> **Prompt**: Your answer should consist of each line from the data below that contains "krpeacock".

> **Data**:
PR #766, opened 2023-09-20
feat: Principal class serializes to JSON

krpeacock:
# Description

`JSON.stringify(principal)` currently uses `Uint8Array` encoding instead of `toString`. Adding the `toJSON` method resolves this

# How Has This Been Tested?

new unit tests

# Checklist:

### DIFF
--- a/packages/principal/src/index.ts
+++ b/packages/principal/src/index.ts
@@ -108,6 +108,14 @@ export class Principal {
   }
 
   /**
+   * Serializes to JSON
+   * @returns {string} string
+   */
+  public toJSON(): string {
+    return this.toText();
+  }
+
+  /**
    * Utility method taking a Principal to compare against. Used for determining canister ranges in certificate verification
    * @param {Principal} other - a {@link Principal} to compare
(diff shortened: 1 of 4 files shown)


ericswanson-dfinity (approved):

packages/principal/src/index.ts
```diff
@@ -107,6 +107,14 @@ export class Principal {
     return this.toText();
   }
 
+  /**
+   * Serializes to JSON
+   * @returns {string} string
+   */
+  public toJSON(): string {
+    return this.toText();
```
peterpeterparker, line 115: Isn't this a bit weak? It means that any string is either a principal or a string which can be quite error prone if you stringify and parse an object that contains string and principals.

In `@dfinity/utils` we prefix principal to make their encoding and decoding more safe.

https://github.com/dfinity/ic-js/blob/main/packages/utils/src/utils/json.utils.ts

krpeacock: We could serialize into `{ "__principal__": principal.toText() }` instead. The main case I wanted to cover was just ensuring that `JSON.stringify()` on objects containing principals handles the case gracefully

> **Completed exercise**:
krpeacock:
krpeacock: We could serialize into `{ "__principal__": principal.toText() }` instead. The main case I wanted to cover was just ensuring that `JSON.stringify()` on objects containing principals handles the case gracefully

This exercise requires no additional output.